-- Task objective --
If a line of the data below holds the string "wait", copy it.

---+---

PR #365, opened 2025-03-26
Bump delete timeout

claudiubelu:
30 seconds may be too short for the operation, as we're calling both ``DeleteClusterMember`` and ``RunPreRemoveHook``, which may take longer, especially if graceful shutdown is used.

If ``DeleteClusterMember`` and ``RunPreRemoveHook`` receive a context with a timeout, they should use that instead.

### DIFF
--- a/internal/rest/client/cluster.go
+++ b/internal/rest/client/cluster.go
@@ -2,6 +2,8 @@ package client
 
 import (
 	"context"
+	"math"
+	"strconv"
 	"time"
 
 	"github.com/canonical/lxd/shared/api"
@@ -57,6 +59,10 @@ func (c *Client) DeleteClusterMember(ctx context.Context, name string, force boo
 	if force {
 		endpoint = endpoint.WithQuery("force", "1")
 	}
+
+	deadline, _ := queryCtx.Deadline()
+	seconds := int(math.Floor(time.Until(deadline).Seconds()))
+	endpoint.WithQuery("timeout", strconv.Itoa(seconds))
 
 	return c.QueryStruct(queryCtx, "DELETE", internalTypes.PublicEndpoint, endpoint, nil, nil)
 }
--- a/internal/rest/client/cluster.go
+++ b/internal/rest/client/cluster.go
@@ -12,7 +12,7 @@ import (
 
 // AddClusterMember records a new cluster member in the trust store of each current cluster member.
 func AddClusterMember(ctx context.Context, c *Client, args types.ClusterMember) (*internalTypes.TokenResponse, error) {
-	queryCtx, cancel := context.WithTimeout(ctx, 30*time.Second)
+	queryCtx, cancel := contextWithTimeout(ctx, 30*time.Second)
 	defer cancel()
 
 	tokenResponse := internalTypes.TokenResponse{}
@@ -26,7 +26,7 @@ func AddClusterMember(ctx context.Context, c *Client, args types.ClusterMember) 
 
 // ResetClusterMember clears the state directory of the cluster member, and re-execs its daemon.
 func ResetClusterMember(ctx context.Context, c *Client, name string, force bool) error {
-	queryCtx, cancel := context.WithTimeout(ctx, 30*time.Second)
+	queryCtx, cancel := contextWithTimeout(ctx, 30*time.Second)
 	defer cancel()
 
 	endpoint := api.NewURL().Path("cluster", name)
@@ -39,7 +39,7 @@ func ResetClusterMember(ctx context.Context, c *Client, name string, force bool)
 
 // GetClusterMembers returns the database record of cluster members.
 func (c *Client) GetClusterMembers(ctx context.Context) ([]types.ClusterMember, error) {
-	queryCtx, cancel := context.WithTimeout(ctx, 30*time.Second)
+	queryCtx, cancel := contextWithTimeout(ctx, 30*time.Second)
 	defer cancel()
 
 	clusterMembers := []types.ClusterMember{}
@@ -50,7 +50,7 @@ func (c *Client) GetClusterMembers(ctx context.Context) ([]types.ClusterMember, 
 
 // DeleteClusterMember deletes the cluster member with the given name.
 func (c *Client) DeleteClusterMember(ctx context.Context, name string, force bool) error {
-	queryCtx, cancel := context.WithTimeout(ctx, 30*time.Second)
+	queryCtx, cancel := contextWithTimeout(ctx, 30*time.Second)
 	defer cancel()
 
 	endpoint := api.NewURL().Path("cluster", name)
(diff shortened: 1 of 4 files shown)


internal/rest/resources/cluster.go
```diff
@@ -416,7 +416,8 @@ func clusterMemberDelete(s state.State, r *http.Request) response.Response {
 		return response.SmartError(fmt.Errorf("No remote exists with the given name %q", name))
 	}
 
-	ctx, cancel := context.WithTimeout(r.Context(), time.Second*30)
+	// 30 seconds may be too short, as we're calling both DeleteClusterMember and RunPreRemoveHook.
+	ctx, cancel := context.WithTimeout(r.Context(), time.Second*60)
```
markylaing: Can we add a `timeout` query parameter instead, which is the timeout in seconds? If not provided, default to 30 seconds as this is the existing behaviour.

@roosterfish is this endpoint called by Microcluster itself or by client applications? If it's called by microcluster, perhaps we can allow a timeout to be passed in or configured somewhere.

roosterfish: It's part of the `/core/1.0/cluster/*` group of endpoints which is considered to be used from the outside, not only internally. The internal endpoints are under `/core/internal` therefore no version number.

> Can we add a timeout query parameter instead, which is the timeout in seconds? If not provided, default to 30 seconds as this is the existing behaviour.

I would very much vote for this too.

internal/rest/client/cluster.go
```diff
@@ -50,8 +50,14 @@ func (c *Client) GetClusterMembers(ctx context.Context) ([]types.ClusterMember,
 
 // DeleteClusterMember deletes the cluster member with the given name.
 func (c *Client) DeleteClusterMember(ctx context.Context, name string, force bool) error {
-	queryCtx, cancel := context.WithTimeout(ctx, 30*time.Second)
-	defer cancel()
+	queryCtx := ctx
```
roosterfish: I am fine checking if the context already has a deadline. Please can we do the same on all of the cluster lient funcs in this file? 

Also I would keep the default of 30s.
You should pass the context derived by passing a timeout query param to this func (instead of `r.Context()`) when calling it from `deleteClusterMember()`.

roosterfish (changes requested):

internal/rest/client/cluster.go
claudiubelu: Added the same to the other functions. Kept the default 30s. Updated param in `deleteClusterMember()`.

internal/rest/resources/cluster.go
claudiubelu: Hmm, sure. Then probably the rest client should also send that information. I'm thinking of taking that timeout from the context deadline.

markylaing (approved):
I'm happy with this but will differ to @roosterfish as to whether any other handlers should also have a timeout parameter? 

Perhaps that can wait for a follow up PR though :)

bschimke95:
Honestly, I'm not a big fan of these somewhat arbitrary timeouts in a library like microcluster. We've had plenty of issues with canceled requests in the past because of this, often requiring [[awkward workarounds](https://github.com/canonical/k8s-snap/blob/7f64888fca1e6fca1d38492d91bd7f48d00a6207/src/k8s/pkg/k8sd/api/cluster_join.go#L56)](https://github.com/canonical/k8s-snap/blob/7f64888fca1e6fca1d38492d91bd7f48d00a6207/src/k8s/pkg/k8sd/api/cluster_join.go#L56) to mitigate the problem.  

A more robust approach, in my opinion, would be to rely on `r.Context` cancellation, at least for user-facing requests. This way, the client has full control over request duration, and we wouldn't need to keep adjusting timeouts manually.  

I realize this would require a fair amount of work and isn’t something we need to address *immediately*, but it might be worth considering for future improvements.

markylaing:
> A more robust approach, in my opinion, would be to rely on `r.Context` cancellation

By `r.Context` I assume you mean cancellation of the request context? If so, I agree that requests should be cancellable, but I don't agree that HTTP requests should be lasting longer than 30s. 

This endpoint makes the assumption that the pre-remove hook will not take very long. It shouldn't make that assumption because we don't know what users of the library will do.

My recommendation for long running operations like this would be to implement your own endpoint the performs all the pre-remove logic and handle the complexities of that long-running operation as you see fit. Then call it before running the microcluster builtins. Then delete the cluster member via microcluster if it succeeds to remove it from the core tables. (E.g. don't use the hook)

internal/rest/client/cluster.go
```diff
@@ -58,6 +60,10 @@ func (c *Client) DeleteClusterMember(ctx context.Context, name string, force boo
 		endpoint = endpoint.WithQuery("force", "1")
 	}
 
+	deadline, _ := queryCtx.Deadline()
+	seconds := int(math.Floor(time.Until(deadline).Seconds()))
```
roosterfish, line 64: You can do `time.Until(future).Truncate(time.Second).Seconds()` which would not require the `math` package.

roosterfish: Now after seeing the proposed change I don't like that we both set a context for the request but also tell the server to wait for the exact same period of time. It's almost like our local context races with the timeout send to the server. And having both feels redundant.

roosterfish (changes requested):
I now went through the proposed changes a second time and more carefully checked the underlying API handler `clusterMemberDelete`. I think we have to be more precise with the timeout as overall the 30s are more than enough for the regular Microcluster related bits (removing the member from the cluster). And for this purpose the fixed context timeout of 30s is feasible to me.

By adding a general `timeout` query param to accommodate long running hooks, we hide the fact that this is a hook problem and just allow increasing the timeout for the overall operation. In addition  timeout gets set to the same as the callers request timeout which feels odd as we set the same information twice.
Right now we already make use of the `r.Context()` when calling the `DeleteClusterMember` client func which then derives from the request's context and adds the 30s deadline.

To solve the problem at its root, let's add a `hook_timeout` query param which is solely used to derive a context with the specified deadline. This context gets then passed into `RunPreRemoveHook` and `PostRemove` hook but it wouldn't affect all the other API calls Microcluster is performing under the hood.
For this `DeleteClusterMember` would accept another arg e.g. `hookTimeout`.
But this would be a breaking API change as we change the functions signature and `DeleteClusterMember` is potentially in use currently. For example the `example/` package is using it too https://github.com/canonical/microcluster/blob/v3/example/cmd/microctl/cluster_members.go#L192.
So we could only have this in `v3`.

What do you think @markylaing? I like your idea of performing long running cleanup tasks in its own API handler without conflating Microcluster hooks.

markylaing:
After an internal discussion, @roosterfish and I have decided that we don't want to bump the deletion handler timeout to longer than 30 seconds.

This is because: 
- The hooks run synchronously, blocking execution of HTTP handlers.
- Plain HTTP handlers (e.g. no websocket) shouldn't be running for longer than that. Our justification for this is that there is no way to provide feedback to the caller as to why the operation is taking a long time, or what is happening server-side.
- After bumping a timeout to longer than 30 seconds, we have to ask what the upper limit is.

In general, across Microcluster we have set a default of 30s max for HTTP requests for this reason. It should be more than long enough to perform any Microcluster internal operations (including any Dqlite operations). Hooks are ultimately intended for e.g. receiving status updates when certain operations happen. We want them to be a convenience, but we don't expect them to fit all use cases. 

Our recommendation is to implement another `pre-remove` API handler, and call it before the cluster member is deleted. Your handler could use websockets to return operation metadata back to the user (see https://github.com/canonical/microcluster/blob/v3/client/client.go#L45).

---+---

-- The completed task --
Perhaps that can wait for a follow up PR though :)
roosterfish: Now after seeing the proposed change I don't like that we both set a context for the request but also tell the server to wait for the exact same period of time. It's almost like our local context races with the timeout send to the server. And having both feels redundant.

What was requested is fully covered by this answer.